I never owned the Wild Cherry album that presumably had the entire track.
But surprisingly, Disco Rocket leads off with the uncut version. It’s a good sign of a collection that has a lot going for it:
• Wild Cherry’s Play That Funky Music
• Andrea True Connection’s N.Y., You Got Me Dancing
• Tavares’ Heaven Must Be Missing an Angel
• Rose Royce’s Car Wash
• Salsoul Orchestra’s Tangerine
• Brick’s Dazz
• K.C. & the Sunshine Band’s I’m Your Boogie Man
• The Miracles’ Love Machine
• Sylvers’ Hot Line
• Silvetti’s Spring Rain
• Diana Ross’ Love Hangover
• Kebekelektrik’s Magic Fly (an obscure slice of Moroder-esque dance pop).
• Eddie Kendricks’ Goin’ Up in Smoke
• Norman Connors’ Once I’ve Been There
• Melba Moore’s The Greatest Feeling
• The Supremes’ You’re My Driving Wheel
• Timmy Thomas’ Stone to the Bone
• T-Connection’s Do What You Wanna Do
• George McCrae’s Love in Motion
I enjoy the Addrisi Brothers’ Slow Dancin’ Don’t Turn Me On, as Cro-Magnon as its lyrics are. But title aside, there is no way it’s a disco song. (It’s another of those three tracks that missed Billboard’s Disco Top 30.) Even as the last song on a side, it doesn’t belong.
And the Originals’ Down to Love Town ends the collection with a whimper.
The two most divisive tracks are also, to me, the most fun: Celi Bee & the Buzzy Bunch’s Superman and the Wilton Place Street Band’s Disco Lucy.
Both take pop culture icons for a spin on the dance floor.
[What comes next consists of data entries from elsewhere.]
PR #124, opened 2023-02-13
Implement the matrix types

sayaks:
Implement the four matrix types godot has: `Basis`, `Transform2D`, `Transform3D`, `Projection`.

`Transform2D` in godot consists of an array of 3 `Vector2`s, where the first two are the basis.
This means godot has some methods named `Transform2D::basis_<something>()`. I
decided to instead make a struct `Basis2D`. so now any method like the above would be
called `trans.basis.<something>()` instead.

`Projection` has a lot of intricate math for many of its functions so it is largely
a wrapper around `InnerProjection`, except for some methods that were
easy to reimplement.

Depends on #128


Bromeon:
This PR is huge with 1.5 kLOC diff. Would it be possible to split changes to existing parts (vectors, glam conv) from the new features?

sayaks:
> (...) Would it be possible to split changes to existing parts (vectors, glam conv) from the new features?

Absolutely

godot-core/src/builtin/basis.rs
```diff
@@ -0,0 +1,980 @@
...
+        // see https://github.com/bitshifter/glam-rs/issues/337
+        let xmat =
+            Basis::from_rows_array(&[1.0, 0.0, 0.0, 0.0, a.cos(), -a.sin(), 0.0, a.sin(), a.cos()]);
+        let ymat =
+            Basis::from_rows_array(&[b.cos(), 0.0, b.sin(), 0.0, 1.0, 0.0, -b.sin(), 0.0, b.cos()]);
+        let zmat =
+            Basis::from_rows_array(&[c.cos(), -c.sin(), 0.0, c.sin(), c.cos(), 0.0, 0.0, 0.0, 1.0]);
+
+        match order {
+            EulerOrder::XYZ => xmat * (ymat * zmat),
```
Bromeon, line 136: Matrix multiplication is associative, so the parentheses are not needed here. It's otherwise confusing why only one variant would use right-associative multiplication.

godot-core/src/builtin/basis.rs
```diff
@@ -0,0 +1,980 @@
...
+                                f32::asin(sy),
+                                f32::atan2(-self[0].y, self[0].x),
+                            )
+                        }
+                    } else {
+                        Vector3::new(f32::atan2(self[2].y, self[1].y), -FRAC_PI_2, 0.0)
+                    }
+                } else {
+                    Vector3::new(f32::atan2(self[2].y, self[1].y), FRAC_PI_2, 0.0)
+                }
```
Bromeon, line 252: This exists 6 times in a slight variantion. Is it not possible to extract the core operations to a function, by reordering elements before and after the operation? In principle:
```rs
use glam::swizzles::Vec3Swizzles as _;

// Get input in right order
let input: Vector3 = ...;
let zxy: glam::Vec3 = input.to_glam().zxy();

// Actual operation
let zxy: glam::Vec3 = transmogrify(zxy);

// Transform back
let xyz: Vector3 = zxy.yzx().to_front();
```

Might need more than 1 vector, but you get the idea.

godot-core/src/builtin/basis.rs
```diff
@@ -0,0 +1,980 @@
...
+    }
+
+    /// Returns the transposed version of the matrix.
+    ///
+    /// _Godot equivalent: `Basis.transposed()`_
+    #[must_use]
+    pub fn transposed(self) -> Self {
+        Self {
+            rows: [self.col_x(), self.col_y(), self.col_z()],
+        }
```
Bromeon, line 423: `Self::from_rows()`

godot-core/src/builtin/basis.rs
```diff
@@ -0,0 +1,980 @@
...
+            "Determinant should not be zero."
+        );
+
+        // Gram-Schmidt Process
+        let mut x = self.col_x();
+        let mut y = self.col_y();
+        let mut z = self.col_z();
+
+        x = x.normalized();
+        y = y - x * (x.dot(y));
```
Bromeon, line 444: Parenthesis is unnecessary, `.` operator has higher precedence than `*`.

godot-core/src/builtin/basis.rs
```diff
@@ -0,0 +1,980 @@
...
+            "[X: ({x1}, {x2}, {x3}), Y: ({y1}, {y2}, {y3}), Z: ({z1}, {z2}, {z3})]"
+        ))
+    }
+}
+
+impl From<Quaternion> for Basis {
+    fn from(quat: Quaternion) -> Self {
+        Basis::from_quat(quat)
+    }
+}
```
Bromeon, line 597: I don't see a reason to allow `quat.into()` when we have a more explicit `Basis::from_quat()`. Basis and quaternion are conceptually different, even if they share a lot of properties.

godot-core/src/builtin/basis.rs
```diff
@@ -0,0 +1,980 @@
...
+            z: y3,
+        }, Vector3 {
+            x: z1,
+            y: z2,
+            z: z3,
+        }] = self.to_cols();
+
+        f.write_fmt(format_args!(
+            "[X: ({x1}, {x2}, {x3}), Y: ({y1}, {y2}, {y3}), Z: ({z1}, {z2}, {z3})]"
+        ))
```
Bromeon, line 589: Why not simply `write!(f, "...", args)`?

Also, you can reuse `impl Display for Vector3` here and make this code very short. Maybe if we adjust the naming to `a`, `b`, `c`:
```rs
 fn fmt(&self, f: &mut std::fmt::Formatter<'_>) -> std::fmt::Result {
        // Output:
        // [a: (1, 0, 0), b: (0, 1, 0), c: (0, 0, 1)]
        write!(f, "[a: {}, b: {}, c: {}]", self.col_a(), self.col_b(), self.col_c())
}
```

godot-core/src/builtin/basis.rs
```diff
@@ -0,0 +1,980 @@
...
+    }
+}
+
+impl IndexMut<usize> for Basis {
+    /// Indexes into the basis by rows.
+    #[inline]
+    fn index_mut(&mut self, index: usize) -> &mut Self::Output {
+        &mut self.rows[index]
+    }
+}
```
Bromeon, line 643: Same topic as before 😉

I'd wait with indexing traits until we have a clear use case. Maybe we can then find something that works for vectors, transform, basis, and color.

godot-core/src/builtin/basis.rs
```diff
@@ -0,0 +1,980 @@
...
+        self.glam2(&rhs, |a, b| a * b)
+    }
+}
+
+impl Mul<f32> for Basis {
+    type Output = Self;
+
+    fn mul(self, rhs: f32) -> Self::Output {
+        (self.to_glam() * rhs).to_front()
+    }
```
Bromeon, line 664: Should reuse `*=`.

godot-core/src/builtin/basis.rs
```diff
@@ -0,0 +1,980 @@
...
+    YZX = 3,
+    ZXY = 4,
+    ZYX = 5,
+}
+
+impl From<EulerOrder> for i64 {
+    fn from(order: EulerOrder) -> Self {
+        order as i64
+    }
+}
```
Bromeon, line 704: This is only needed for the implementation, as far as I can see. As such, we don't need a `From` conversion and can just use `as` internally (or an inherent, private `to_sys() -> i64` method).

godot-core/src/builtin/basis.rs
```diff
@@ -0,0 +1,980 @@
...
+            rot_order,
+            euler_from_rotation.x,
+            euler_from_rotation.y,
+            euler_from_rotation.z,
+        );
+
+        let res: Basis = to_rotation.inverse() * rotation_from_computed_euler;
+
+        assert!(
+            (res.col_x() - Vector3::new(1.0, 0.0, 0.0)).length() <= 0.1,
```
Bromeon, line 760: Could use `Vector3::RIGHT`.

godot-core/src/builtin/basis.rs
```diff
@@ -0,0 +1,980 @@
...
+        assert!(
+            (Basis::FLIP_X * v).is_equal_approx(u),
+            "got {got}, expected {u}",
+            got = Basis::FLIP_X * v
+        );
+        let u = Vector3::new(v.x, -v.y, v.z);
+        assert!(
+            (Basis::FLIP_Y * v).is_equal_approx(u),
+            "got {got}, expected {u}",
+            got = Basis::FLIP_X * v
```
Bromeon, line 822: should be `FLIP_Y`
same below

godot-core/src/builtin/basis.rs
```diff
@@ -0,0 +1,980 @@
...
+
+    #[test]
+    fn consts_behavior_correct() {
+        let v = Vector3::new(1.0, 2.0, 3.0);
+
+        assert!(
+            (Basis::IDENTITY * v).is_equal_approx(v),
+            "got {got}, expected {v}",
+            got = Basis::IDENTITY * v
+        );
```
Bromeon, line 811: Maybe use "actual" instead of "got" 🙂 

But you don't need to explicitly mention that, the default `assert` message already prints both sides. Instead, focus on the context:
```rs
let actual = ...;
let expected = ...;
assert!(actual, expected, "identity basis * vector");
```

godot-core/src/builtin/basis.rs
```diff
@@ -0,0 +1,980 @@
...
+    }
+
+    #[test]
+    fn basic_rotation_correct() {
+        assert!(
+            (Basis::from_axis_angle(Vector3::FORWARD, 0.0) * Vector3::RIGHT)
+                .is_equal_approx(Vector3::RIGHT),
+            "got {got}, expected {expected}",
+            got = Basis::from_axis_angle(Vector3::FORWARD, 0.0) * Vector3::RIGHT,
```
Bromeon, line 838: Since you're repeating longer expressions, it makes sense to extract them. This would also have avoided the mistakes with `FLIP_X` above:
```rs
let actual = Basis::from_axis_angle(Vector3::FORWARD, 0.0) * Vector3::RIGHT;
let expected = Vector3::RIGHT;
assert!(actual, expected, "... what is being tested ...");
```

itest/rust/src/transform3d_test.rs
```diff
@@ -0,0 +1,75 @@
...
+
+#[itest]
+fn transform3d_equiv() {
+    assert_inner_equivalent!(InnerTransform3D, TEST_TRANSFORM.affine_inverse(), |a, b| {
+        Transform3D::is_equal_approx(&a, &b)
+    });
+    assert_inner_equivalent!(
+        InnerTransform3D,
+        TEST_TRANSFORM.orthonormalized(),
+        |a, b| { Transform3D::is_equal_approx(&a, &b) }
```
Bromeon, line 33: Shouldn't need a `{ }`, as it's only one expression.
Many other places as well.

godot-core/src/builtin/basis.rs
```diff
@@ -0,0 +1,980 @@
...
+            Vector3::new(90.0, 90.0, 90.0),
+            Vector3::new(90.0, -90.0, 90.0),
+            Vector3::new(20.0, 150.0, 30.0),
+            Vector3::new(20.0, -150.0, 30.0),
+            Vector3::new(-120.0, -150.0, 30.0),
+            Vector3::new(-120.0, -150.0, -130.0),
+            Vector3::new(120.0, -150.0, -130.0),
+            Vector3::new(120.0, 150.0, -130.0),
+            Vector3::new(120.0, 150.0, 130.0),
+        ];
```
Bromeon, line 929: This constant is used in `itest` as well, unfortunately there's currently no way to reuse it, without adding it to the user-facing crate. Maybe in the future I could add a cargo feature for this.

Bromeon (changes requested):
This is a fantastic contribution, thank you very much for the great effort! 👍 

I haven't been able to review everything yet, but added already several comments.

---

There's an asymmetry in the Euler angle conversions, in both naming an argument types:
```rs
fn from_euler(order: EulerOrder, a: f32, b: f32, c: f32) -> Self;
fn euler_angles(&self, order: EulerOrder) -> Vector3;
```

I would probably do it like this:
```rs
fn from_euler(order: EulerOrder, angles: Vector3) -> Self;
fn to_euler(&self, order: EulerOrder) -> Vector3;
```

godot-core/src/builtin/basis.rs
```diff
@@ -0,0 +1,980 @@
...
+    const fn from_rows_array(rows: &[f32; 9]) -> Self {
+        let [x0, y0, z0, x1, y1, z1, x2, y2, z2] = rows;
+        Self {
+            rows: [
+                Vector3::new(*x0, *y0, *z0),
+                Vector3::new(*x1, *y1, *z1),
+                Vector3::new(*x2, *y2, *z2),
+            ],
+        }
+    }
```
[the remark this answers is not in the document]
sayaks: This is only used internally for the glam conversion, and glam has a function with this exact signature.

godot-core/src/builtin/basis.rs
sayaks: you're right, this comes from the godot code. not entirely sure why they did it that way

godot-core/src/builtin/basis.rs
sayaks: i'll look into it

godot-core/src/builtin/basis.rs
Bromeon: Maybe related to numerical precision? Although that would still not explain why exactly this one.
I would try without parentheses, if we run into issues we can still change it.

godot-core/src/builtin/basis.rs
sayaks: So you're suggesting i should add `row_a()` methods etc? Because currently the only two ways to do this is by doing `basis[index]` and `basis.rows[index]`.

godot-core/src/builtin/basis.rs
sayaks: Do you mean i should reuse `*` By doing `Basis::from_rows(self[0] * rhs, ...)`?

godot-core/src/builtin/basis.rs
sayaks: It's actually for an itest because of a limitation of the `assert_eq_approx` macro.

godot-core/src/builtin/basis.rs
sayaks: You're thinking of `assert_eq`, `assert` does not work this way. But this is the exact purpose for which i made `assert_eq_approx`, so i'll just use that.

itest/rust/src/transform3d_test.rs
```diff
@@ -0,0 +1,75 @@
...
+    );
+    assert_inner_equivalent!(
+        InnerTransform3D,
+        TEST_TRANSFORM.translated_local(Vector3::new(1.0, 2.0, 3.0)),
+        |a, b| { Transform3D::is_equal_approx(&a, &b) }
+    );
+    assert_inner_equivalent!(
+        InnerTransform3D,
+        TEST_TRANSFORM.translated_local(Vector3::new(1.0, 2.0, 3.0)),
```
bluenote10, line 62: Out of curiosity: Is it on purpose that e.g. `translated_local` is used twice (same in the 2d case, where also `rotated` was omitted)? From just briefly glancing over the code I haven't really understood where the "expected result" is actually coming from.

In any case great to see that you have adapted all the translated/scaled/rotated test cases from Godot already on the unit test level :+1: (I had added them to Godot as part of aligning their semantics.) So that aspect should be fully covered anyhow.

godot-core/src/builtin/basis.rs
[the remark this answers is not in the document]
Bromeon: Ah, I missed that it wasn't `pub`. The first two points remain though 🙂

godot-core/src/builtin/basis.rs
Bromeon: No, it can reuse the `MulAssign` impl:
```rs
fn mul(self, rhs: f32) -> Self::Output {
    self *= rhs;
    self
}
```

godot-core/src/builtin/basis.rs
Bromeon: I would wait with `row_a()`, since the user has public access to the rows. `basis.rows[index]` should be enough for the moment.

But we should probably rethink this later on a level that feels consistent across vectors, matrices, projections, colors etc. For example, instead of index access, we can think about slice access (read-only and mutable). But this is beyond the scope of this PR.

godot-core/src/builtin/basis.rs
Bromeon: The problem is that this leaks into the public API...

I'm not sure if you can apply `#[doc(hidden)]` to trait impls, could you try that? And if not, maybe add a TODO?

itest/rust/src/transform3d_test.rs
sayaks: Nope that was an accident.

These tests just check that calling the function through our rust-impl vs calling into godot does roughly the same thing. Basically by calling the provided function on `Transform3D` vs `InnerTransform3D`.

godot-core/src/builtin/basis.rs
Bromeon: Yes, sorry. Using `assert_eq_approx` sounds good!

itest/rust/src/transform3d_test.rs
sayaks: you're right, i think it got automatically added for some reason and then i copied it around a whole bunch

godot-core/src/builtin/basis.rs
sayaks: It appears you can

godot-core/src/builtin/basis.rs
sayaks: ok i was able to do something close, but not exact. There are like 3 edge cases that make it not work perfectly. but at least for 4/6 of the euler orderings it's basically just that.

godot-core/src/builtin/projection.rs
```diff
@@ -0,0 +1,443 @@
...
+    /// _Godot equivalent: Projection.is_orthogonal()_
+    pub fn is_orthogonal(&self) -> bool {
+        self.as_inner().is_orthogonal()
+    }
+
+    /// Returns a Projection with the X and Y values from the given [`Vector2`]
+    /// added to the first and second values of the final column respectively.
+    ///
+    /// _Godot equivalent: Projection.jitter_offseted()_
+    pub fn jitter_offseted(&self, offset: Vector2) -> Self {
```
Bromeon, line 344: "offseted" is not a real word, the past of "offset" is "offset".
I understand why they used it though...

Maybe `jitter_offset()` + `#[must_use]`?

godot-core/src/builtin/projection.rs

The lyrics of Superman make for a vulgar listening experience, but on the dance floor, it’s got the same kind of goofy sex appeal as Summer’s Love to Love You Baby.
And while repeated listenings of Disco Lucy would make for a novel way to torture someone, I can’t help but giggle to think that this made folks wiggle. (Maybe the fact that Lucy was my grandmother’s name has something to do with it.)
The presence of I’m Your Boogie Man rather than Keep It Comin’ Love – and the absence of Meco’s Star Wars disco cover – suggests this album came along in midsummer ’77.
It’s a good time capsule of that era, when even faceless acts could get a disco and, sometimes AT40, hit.